> **Task**: The answer should contain all of the records below, each one copied word for word.

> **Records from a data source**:

==========

PR #1396, opened 2023-11-14
A unified pyproject.toml specification

jeanas:
There are currently two specifications describing `pyproject.toml`, [Declaring build system dependencies](https://packaging.python.org/en/latest/specifications/declaring-build-dependencies) and [Declaring project metadata](https://packaging.python.org/en/latest/specifications/declaring-project-metadata). This split corresponds to history: first PEP 518 came, then PEP 621.

The two specifications are closely related (they define tables of the same file), and it's also slightly confusing to have the `[tool]` table defined in the "Declaring build system dependencies" spec. This PR proposes a unified spec.

Each commit is atomic so you can check that I didn't sneak in spec changes :)

----
:books: Documentation preview :books:: https://python-packaging-user-guide--1396.org.readthedocs.build/en/1396/


source/specifications/pyproject-toml.rst
```diff
@@ -1,23 +1,105 @@
...
+``pyproject.toml`` specification
+================================
 
 .. warning::
 
    This is a **technical, formal specification**. For a gentle,
    user-friendly guide to ``pyproject.toml``, see
    :ref:`writing-pyproject-toml`.
 
+The ``pyproject.toml`` file acts as a configuration file for packaging-related
```
willingc, line 13: Perhaps add a note at the top here that the specification history include the 2 peps.

source/specifications/pyproject-toml.rst
```diff
@@ -1,23 +1,105 @@
...
+=================================================================
+
+The ``[build-system]`` table declares any Python level dependencies that
+must be installed in order to run the project's build system
+successfully.
+
+.. TODO: merge with PEP 517
+
+The ``[build-system]`` table is used to store build-related data.
+Initially,  only one key of the table is valid and is mandatory
```
willingc, line 35:
```suggestion
Initially, only one key of the table is valid and is mandatory
```

willingc (approved):
Nice merge of the 2 specs. I would suggest putting the note at the top to identify the history of the 2 PEPs.

source/specifications/pyproject-toml.rst
sinoroc: In general I believe it might be helpful to have the PEP numbers in a relatively prominent place, because a lot of people still know these things by their PEP number. And hopefully soon (I guess in a couple of years) it will be that useful anymore.

Maybe a note at the top would be nice.

> Note: This is the specification that was introduced in PEP xxx and PEP xxx.

If not, it is not a deal breaker.

sinoroc (approved):

sinoroc (approved):

pradyunsg:
IIUC, this is approved already and reviewed by multiple people -- trusting the group here and marking this into the queue without doing a review myself.

hugovk:
See also https://github.com/pypa/packaging.python.org/pull/1434, would it be okay to keep the `declaring-project-metadata` reference?

We're relying on it to build PEP 621 in the PEPs repo via intersphinx. And/or we can fix PEP 621 to use the new ref.

But it might be worth keeping the old refs to avoid breaking intersphinx for other people/avoid linkrot. (We usually do this in https://github.com/python/devguide.)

==========

> **Solution to the exercise**:
PR #1396, opened 2023-11-14
A unified pyproject.toml specification

jeanas:
There are currently two specifications describing `pyproject.toml`, [Declaring build system dependencies](https://packaging.python.org/en/latest/specifications/declaring-build-dependencies) and [Declaring project metadata](https://packaging.python.org/en/latest/specifications/declaring-project-metadata). This split corresponds to history: first PEP 518 came, then PEP 621.

The two specifications are closely related (they define tables of the same file), and it's also slightly confusing to have the `[tool]` table defined in the "Declaring build system dependencies" spec. This PR proposes a unified spec.

Each commit is atomic so you can check that I didn't sneak in spec changes :)

----
:books: Documentation preview :books:: https://python-packaging-user-guide--1396.org.readthedocs.build/en/1396/


source/specifications/pyproject-toml.rst
```diff
@@ -1,23 +1,105 @@
...
+``pyproject.toml`` specification
+================================
 
 .. warning::
 
    This is a **technical, formal specification**. For a gentle,
    user-friendly guide to ``pyproject.toml``, see
    :ref:`writing-pyproject-toml`.
 
+The ``pyproject.toml`` file acts as a configuration file for packaging-related
```
willingc, line 13: Perhaps add a note at the top here that the specification history include the 2 peps.

source/specifications/pyproject-toml.rst
```diff
@@ -1,23 +1,105 @@
...
+=================================================================
+
+The ``[build-system]`` table declares any Python level dependencies that
+must be installed in order to run the project's build system
+successfully.
+
+.. TODO: merge with PEP 517
+
+The ``[build-system]`` table is used to store build-related data.
+Initially,  only one key of the table is valid and is mandatory
```
willingc, line 35:
```suggestion
Initially, only one key of the table is valid and is mandatory
```

willingc (approved):
Nice merge of the 2 specs. I would suggest putting the note at the top to identify the history of the 2 PEPs.

source/specifications/pyproject-toml.rst
sinoroc: In general I believe it might be helpful to have the PEP numbers in a relatively prominent place, because a lot of people still know these things by their PEP number. And hopefully soon (I guess in a couple of years) it will be that useful anymore.

Maybe a note at the top would be nice.

> Note: This is the specification that was introduced in PEP xxx and PEP xxx.

If not, it is not a deal breaker.

sinoroc (approved):

sinoroc (approved):

pradyunsg:
IIUC, this is approved already and reviewed by multiple people -- trusting the group here and marking this into the queue without doing a review myself.

hugovk:
See also https://github.com/pypa/packaging.python.org/pull/1434, would it be okay to keep the `declaring-project-metadata` reference?

We're relying on it to build PEP 621 in the PEPs repo via intersphinx. And/or we can fix PEP 621 to use the new ref.

But it might be worth keeping the old refs to avoid breaking intersphinx for other people/avoid linkrot. (We usually do this in https://github.com/python/devguide.)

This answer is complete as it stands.